There are many HPC use cases that do not require the loading of modules. For example:
(1) login to USC CARC HPC to transfer files (e.g. via rsync)
(2) login to USC CARC HPC to monitor running jobs (e.g. ssh into compute nodes)
(3) login to USC CARC HPC to submit jobs via sbatch
Some use cases which do require the loading of modules are:
(1) login to compile and debug code
(2) login to run an interactive session via salloc
Upon login to Discover and Endeavour, the bashrc file is automatically sourced. For the many use cases that do not require loading modules, having ‘module load package’ commands in the bashrc will create network traffic on the applications server unnecessarily. It is more efficient to load modules only when required by a users computational workflow.
The modulefiles system used on Discovery/Endeavour is Lmod. The most demanding task in Lmod is the 'module load ’ function, which actions Lmod to walk the entire directory tree to search all of the modulefiles in your MODULEPATH.

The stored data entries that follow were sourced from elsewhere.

PR #174, opened 2022-03-04
Fix some docc and added docs to Not and Peek.

mbrandonw:
A docc fix that @KeithBird pointed out, and also I noticed that we didn't have any actual usage of the `Not` and `Peek` parsers so I added some more to their docs.


KeithBird:
On the basis of this commit I have created a new PR #175.
To avoid conflicts, we can merge my PR directly maybe.

PR #175, opened 2022-03-04
Fix recently updated docc files & added docs to Not and Peek

KeithBird:
Previous this kind of code can be compiled (while the original intention is not so), because Xcode can infer that the type is `Substring` by `.parse(".1.2")`.

```swift
try Parse {
  Double.parser()
  Double.parser() // 🛑 Ambiguous use of 'parser(of:)'
}
.parse(".1.2")
```

We can fix it like this:

```swift
let parser = Parse {
  Double.parser()
  Double.parser() // 🛑 Ambiguous use of 'parser(of:)'
}

try parser.parse(".1.2")
```

### DIFF
--- a/Sources/Parsing/Documentation.docc/Articles/Parsers/Bool.md
+++ b/Sources/Parsing/Documentation.docc/Articles/Parsers/Bool.md
@@ -2,7 +2,7 @@
 
 A parser that consumes a Boolean value from the beginning of a string.
 
-This parser only recognizes the literal "true" and "false" sequence of characters:
+This parser only recognizes the literal `"true"` and `"false"` sequence of characters:
 
 ```swift
 // Parses "true":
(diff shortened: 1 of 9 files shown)


Sources/Parsing/Documentation.docc/Articles/Parsers/Int.md
```diff
@@ -42,36 +42,39 @@ UTF-8 code units (see <doc:StringAbstractions> for more info).
...
 other will figure it out via type inference:
 
 ```swift
-try Parse {
-  Int.parser(of: Substring.self)
-  Bool.parser()
+let parser = Parse {
+  Int.parser // ✅
+  Bool.parser(of: Substring.self)
 }
```
KeithBird, line 77: When `Int.parser()` and `Bool.parser()` are called in one block, type inference will fail.

Compiler Error:
`Type '(Substring.UTF8View.Type, Bool, Int) -> Parsers.IntParser<Substring.UTF8View, Int>' cannot conform to 'Parser'`

Sources/Parsing/Documentation.docc/Articles/Parsers/Bool.md
```diff
@@ -31,16 +31,17 @@ UTF-8 code units (see <doc:StringAbstractions> for more info).
...
 ```swift
-try Parse {
+let parser = Parse {
   Bool.parser()
   ","
   Bool.parser()
 }
-.parse("true,false") // (true, false)
+
+try parser.parse("true,false") // (true, false)
```
mbrandonw, line 44: Thanks! Stephen brought this to my attention before merging #171 but looks like I didn't update all the spots.

Sources/Parsing/Documentation.docc/Articles/Parsers/CharacterSet.md
```diff
@@ -5,7 +5,7 @@ A parser that consumes the characters contained in a `CharacterSet` from the beg
 For example:
 
 ```swift
-Parse {
+try Parse {
```
mbrandonw, line 8: This can actually be called without `try` because `CharacterSet` is a [non-throwing](https://github.com/pointfreeco/swift-parsing/blob/f22452a0e2e96d195a6ef5bfa1b8f91c0aa02470/Sources/Parsing/Parsers/CharacterSet.swift#L5) parser.

```suggestion
Parse {
```

mbrandonw (approved):
Great catches! Thanks!

PR #177, opened 2022-03-07
Parse any `BinaryFloatingPoint` type

stephencelis:
We were originally piggybacking off the family of `strto*` functions for incrementally parsing floating point numbers off of strings. This pushed us to have dedicated parsers per type.

This changed in #5, but we never thought to squash all these parsers into one by abstracting over `BinaryFloatingPoint` instead. So this PR does just that.


Sources/Parsing/Parsers/Float.swift
```diff
@@ -0,0 +1,172 @@
+extension BinaryFloatingPoint where Self: LosslessStringConvertible {
```
stephencelis, line 1: I moved this file to be called "Float.swift" now that it's generic over a "float"-named protocol. Do we want to rename "Double.md" documentation, too? Or should we be consistent and just prefer "Double" everywhere?

stephencelis, line 1: Worth noting that we need to abstract over `BinaryFloatingPoint` _and_ `LosslessStringConvertible` here. While `FixedWidthInteger` inherits from it automatically, `BinaryFloatingPoint` does not.

Sources/Parsing/Parsers/Float.swift
```diff
@@ -0,0 +1,172 @@
...
+    @inlinable
+    public init() {}
+
+    @inlinable
+    public func parse(_ input: inout Input) throws -> Output {
+      let original = input
+      let s = input.parseFloat()
+      guard let n = Output(String(decoding: s, as: UTF8.self))
+      else {
+        throw ParsingError.expectedInput("\(Output.self)".lowercased(), from: original, to: input)
```
stephencelis, line 78: Errors have changed slightly: `expected double` and `expected float` are unchanged, but if you use `Float80` you'll get `expected float80` now.

stephencelis:
Also worth noting that in abstracting we now have a `Float16.parser()` for free...

@mbrandonw `Foundation.Decimal` does _not_ inherit from `BinaryFloatingPoint`, so we still don't have a `Decimal.parser()`...is that worth adding?

Sources/Parsing/Parsers/Float.swift
stephencelis: - [ ] Remove `Double.md` and mention that `Double` works in `Float.md`
- [ ] Mention that other integer types work in `Int.md`

mbrandonw (approved):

The default MODULEPATH on Discovery/Endeavour can be checked with:
$ echo $MODULEPATH
The above MODULEPATH arises from the default software stack loaded upon login (gcc/8.3.0; openmpi/4.0.2; openblas/0.3.8; pmix/3.1.3). The default modules incur a smaller network footprint due to a pre-load lmod feature and are provided as a general, robust programming environment for users. Additional ‘module load package’ commands tax the application server by invoking a walking of the multiple directory trees in MODULEPATH. When included in the bashrc, this traversal is performed immediately upon login for multiple users.
The main issue underlying the recent “saturation” of the application server network is the large software stack associated with the gcc/8.3.0 programming environment. USC CARC HPC users have reported that the large and encompassing software stack is a major plus and the CARC HPC team is intent on providing a fast module-based software stack for all HPC users. To address the recent issue with the congestion of the application server, the corresponding application network service was upgraded from a 1GB to a 10GB transfer rate.
Furthermore, the CARC HPC team is working on implementing a continously updated system cache build. Lmod will use the spider cache file as a replacement for walking the directory tree to find all modulefiles in your MODULEPATH. Spider cache file(s) provide a way for Lmod to know which modules exist and any properties that a modulefile may have. Reading a single file will be much faster than walking the directory tree.